Hypernonsense contains two types of index. The basic hyperindex
is very fast to generate results but is fairly inaccurate. The multiindex
contains more than one hyperindex
and aggregates the results to improve accuracy.
// We're working in 300 dimensional space
const dimension : usize = 300;
// How many planes should the space be split by. More planes increases speed but decreases accuracy
// A good starting value is: 2 ^ planes * 10 == number of points
const planes : u8 = 10;
// Create the index
let mut index = HyperIndex::new(dimension, planes, &mut thread_rng());
// Populate the index with random data
let mut rng = thread_rng();
for key in 0..10000usize {
// Generate a random vector
let v = random_unit_vector(dimension, &mut rng);
// The `key` can be any type - When you query the hyperindex you will get back a set of keys. In this case we'll just use the index.
index.add((key, v));
}
// Find approximately the nearest vectors to a random query vector. The key we used was `usize` so we get back a `Vec<usize>`
let result : Option<&Vec<usize>> = index.group(random_unit_vector(dimension, &mut rng));
Results from the hyperindex
will be very fast to retrieve (it's O(planes)
). However the quality of results will be very poor, points are prearranged into groups and any points which happen to lie near to one of the hyperplanes will not retrieve all of the closest points. When querying from a hyperindex
it will return a reference to the internals of the index, which is a Vec
of (approximately) the nearest keys in an arbitrary order.

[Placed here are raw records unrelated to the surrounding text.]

PR #803, opened 2020-06-23
WebDriverSingleKeyAction will throw an exception if not a modifier

oleg-andreyev:
while it's not defined in specs directly, it makes sense to throw an exception from WebDriverSingleKeyAction if key is not a modifier

Ref.:
https://github.com/SeleniumHQ/selenium/blob/e561ca8672b199ca6931b46b32290ee7ca77cf3e/java/client/src/org/openqa/selenium/interactions/internal/SingleKeyAction.java#L49
https://github.com/SeleniumHQ/selenium/blob/00de1c6b652278181721f3f4e2373b6d0088795d/javascript/node/selenium-webdriver/lib/actions.js#L59

What do you think?

To Do:
- [x] Test

### DIFF
--- a/lib/Interactions/Internal/WebDriverKeyDownAction.php
+++ b/lib/Interactions/Internal/WebDriverKeyDownAction.php
@@ -2,9 +2,7 @@
 
 namespace Facebook\WebDriver\Interactions\Internal;
 
-use Facebook\WebDriver\WebDriverAction;
-
-class WebDriverKeyDownAction extends WebDriverSingleKeyAction implements WebDriverAction
+class WebDriverKeyDownAction extends WebDriverSingleKeyAction
 {
     public function perform()
     {
--- a/lib/Interactions/Internal/WebDriverSingleKeyAction.php
+++ b/lib/Interactions/Internal/WebDriverSingleKeyAction.php
@@ -5,13 +5,33 @@ namespace Facebook\WebDriver\Interactions\Internal;
 use Facebook\WebDriver\Internal\WebDriverLocatable;
 use Facebook\WebDriver\WebDriverAction;
 use Facebook\WebDriver\WebDriverKeyboard;
+use Facebook\WebDriver\WebDriverKeys;
 use Facebook\WebDriver\WebDriverMouse;
 
 abstract class WebDriverSingleKeyAction extends WebDriverKeysRelatedAction implements WebDriverAction
 {
-    /** @var string */
-    protected $key = '';
+    const MODIFIER_KEYS = [
+        WebDriverKeys::SHIFT,
+        WebDriverKeys::LEFT_SHIFT,
+        WebDriverKeys::RIGHT_SHIFT,
+        WebDriverKeys::CONTROL,
+        WebDriverKeys::LEFT_CONTROL,
+        WebDriverKeys::RIGHT_CONTROL,
+        WebDriverKeys::ALT,
+        WebDriverKeys::LEFT_ALT,
+        WebDriverKeys::RIGHT_ALT,
+        WebDriverKeys::META,
+        WebDriverKeys::RIGHT_META,
+        WebDriverKeys::COMMAND,
+    ];
 
+    /** @var string */
+    protected $key;
+
+    /**
+     * @param string $key
+     * @todo Remove default $key value in next major version (BC)
+     */
     public function __construct(
         WebDriverKeyboard $keyboard,
         WebDriverMouse $mouse,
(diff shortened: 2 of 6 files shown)


lib/Interactions/Internal/WebDriverKeyDownAction.php
```diff
@@ -2,9 +2,7 @@
 
 namespace Facebook\WebDriver\Interactions\Internal;
 
-use Facebook\WebDriver\WebDriverAction;
-
-class WebDriverKeyDownAction extends WebDriverSingleKeyAction implements WebDriverAction
```
andrewnicols, line 7: Why remove the Interface for these two files?

lib/Interactions/Internal/WebDriverSingleKeyAction.php
```diff
@@ -5,10 +5,17 @@
 use Facebook\WebDriver\Internal\WebDriverLocatable;
 use Facebook\WebDriver\WebDriverAction;
 use Facebook\WebDriver\WebDriverKeyboard;
+use Facebook\WebDriver\WebDriverKeys;
 use Facebook\WebDriver\WebDriverMouse;
 
 abstract class WebDriverSingleKeyAction extends WebDriverKeysRelatedAction implements WebDriverAction
 {
+    const MODIFIER_KEYS = [
+        WebDriverKeys::SHIFT, WebDriverKeys::CONTROL, WebDriverKeys::ALT, WebDriverKeys::META,
```
andrewnicols, line 14: This should include the right modifiers too.

lib/Interactions/Internal/WebDriverKeyDownAction.php
oleg-andreyev: WebDriverSingleKeyAction already implements WebDriverAction

lib/Interactions/Internal/WebDriverSingleKeyAction.php
oleg-andreyev: As of today, the left modifiers are just aliases to right modifies.
I've been thinking to create PR for that.

Ref.:
https://github.com/php-webdriver/php-webdriver/blob/e4347e2164d56c9ad20911f37d41919a0eaadf8a/lib/WebDriverKeys.php#L83-L90

andrewnicols:
Oh, I meant to say that this needs unit tests.

lib/Interactions/Internal/WebDriverKeyDownAction.php
andrewnicols: That should really be a separate pull request or, at the very least, a separate commit. It’s unrelated to the change in this PR.

lib/Interactions/Internal/WebDriverSingleKeyAction.php
```diff
@@ -5,10 +5,17 @@
...
+        WebDriverKeys::COMMAND, WebDriverKeys::LEFT_ALT, WebDriverKeys::LEFT_CONTROL,
+        WebDriverKeys::LEFT_SHIFT
```
OndraM, line 16:
```suggestion
        WebDriverKeys::SHIFT,
        WebDriverKeys::CONTROL,
        WebDriverKeys::ALT,
        WebDriverKeys::META,
        WebDriverKeys::COMMAND,
        WebDriverKeys::LEFT_ALT,
        WebDriverKeys::LEFT_CONTROL,
        WebDriverKeys::LEFT_SHIFT,
```

lib/Interactions/Internal/WebDriverSingleKeyAction.php
```diff
@@ -20,5 +27,9 @@ public function __construct(
     ) {
         parent::__construct($keyboard, $mouse, $location_provider);
         $this->key = $key;
+
+        if (!in_array($key, self::MODIFIER_KEYS, true)) {
```
OndraM, line 31: I'd put this assert beggining of the method, right after parent constructor call - this is usual place to put check for input conditions.

lib/Interactions/Internal/WebDriverSingleKeyAction.php
```diff
@@ -20,5 +27,9 @@ public function __construct(
...
+            throw new \InvalidArgumentException("Key Down / Up events only make sense for modifier keys.");
```
OndraM, line 32: I would slightly reword the exception to something like: 

```suggestion
            throw new \InvalidArgumentException('keyDown / keyUp actions can only be used for modifier keys');
```

oleg-andreyev:
> Oh, I meant to say that this needs unit tests.

added and updated.

OndraM (approved):
Merging this, thanks! Sorry it took so long.

PR #804, opened 2020-06-23
Window API will return Window Rect

oleg-andreyev:
based on specifications Window API, window size manipulation returns window rect, which could be useful for consumer

Ref.:
- https://www.w3.org/TR/webdriver/#get-window-rect
- https://www.w3.org/TR/webdriver/#set-window-rect
- https://www.w3.org/TR/webdriver/#maximize-window
- https://www.w3.org/TR/webdriver/#minimize-window
- https://www.w3.org/TR/webdriver/#fullscreen-window

Because it's an API change, it can only go into the main branch and major version release.

To Do:
- [ ] tests


williamdes (changes requested):
This PR adds BC breaks, maybe -> v2

oleg-andreyev:
Yes, I think this was discussed with @OndraM in PR comments

oleg-andreyev:
> Yes, I think this was discussed with @OndraM in PR comments 

To be exact @OndraM added milestone 2.0

williamdes:
> > Yes, I think this was discussed with @OndraM in PR comments
> 
> To be exact @OndraM added milestone 2.0

Sorry, I missed that

williamdes (approved):
💯

composer.json
```diff
@@ -28,7 +28,7 @@
     "php-coveralls/php-coveralls": "^2.4",
     "php-mock/php-mock-phpunit": "^1.1 || ^2.0",
     "php-parallel-lint/php-parallel-lint": "^1.2",
-    "phpunit/phpunit": "^5.7 || ^7 || ^8 || ^9",
+    "phpunit/phpunit": "^5.7,>=5.7.15 || ^7 || ^8 || ^9",
```
williamdes, line 31:
```suggestion
    "phpunit/phpunit": "^5.7,>=5.7.15 || ^7 || ^8 || ^9",
```
Could you explain why this is need please ?
it looks wrong because `^5.7` would include `>=5.7.15`

oleg-andreyev:
@OndraM please take a look

composer.json
oleg-andreyev: phpunit < 5.7.15 has a bug with yield.

uuf6429: Verrrrry late reply, you can simply use `^5.7.15`, which is perhaps less ambiguous than the current one.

// We're working in 300 dimensional space
const dimension : usize = 300;
// How many sub-indices should there be. More indices increases accuracy, but decreases speed and increases memory consumption.
const indices : u8 = 10
// How many planes should the space be split by. More planes increases speed but decreases accuracy
// A good starting value is: 2 ^ planes * 10 == number of points
const planes : u8 = 10;
// Create the index
let mut index = MultiIndex::new(dimension, 10, 10, &mut thread_rng());
// Populate index
// ...exactly the same as the hyperindex example
// Find the approximately nearest vectors to a random query vector. The key we used was `usize` so we get back a `Vec<DistanceNode<usize>>`
// This requires us to supply the number of points we want and a distance metric to choose them by
const nearest_count : usize = 100;
let result : Vec<DistanceNode<i32>> = index.nearest(&random_unit_vector(dimension, &mut rng), nearest_count, |point, key| {
return distance(point, get_vector_by_key(key));
});
The multiindex
solves the poor quality of results from a single hyperindex
by querying multiple hyperindex
instances simultaneously and aggregating their results together. This allows you to directly trade off speed to accuracy by increasing the indices
count. When querying from a multiindex
you can specify the number of items to retrieve (100
in this example) and the distance metric to order them by.
When using this you must be aware that it is a probabilistic data structure - results that it returns are approximately correct. You should experiment with the two parameters until you achieve a level of speed and accuracy that you are happy with.
The hyperindex
is split into regions of space between the random hyperplanes it generates, when you query the index you simply get back a list of points in the same region.
If you don't have very many hyperplanes you will get back very large result sets and the index isn't really helping you. The limit of this is zero hyperplanes, in which case every query will return the entire set!
If you have too many hyperplanes each group will have a very small number of points in it and the quality of results will suffer as it becomes increasingly likely that the correct answer will have been classified into a different group. Once 2 ^ planes >= data_points
it is likely that every point will be in a group on it's own and the index is almost useless.
The multiindex
contains multiple hyperindex
instances each split with the same number of planes, but with different (randomised) plane orientations. When you query the multiindex
it queries all the sub-indices and merges the results together. This approach increases the accuracy of the query by taking the best results (according to the distance metric) from each sub query. Increasing the sub index count increases memory consumption and query time.
If you don't have very many sub-indices you will basically just be querying a hyperindex
and the distance metric will be useless.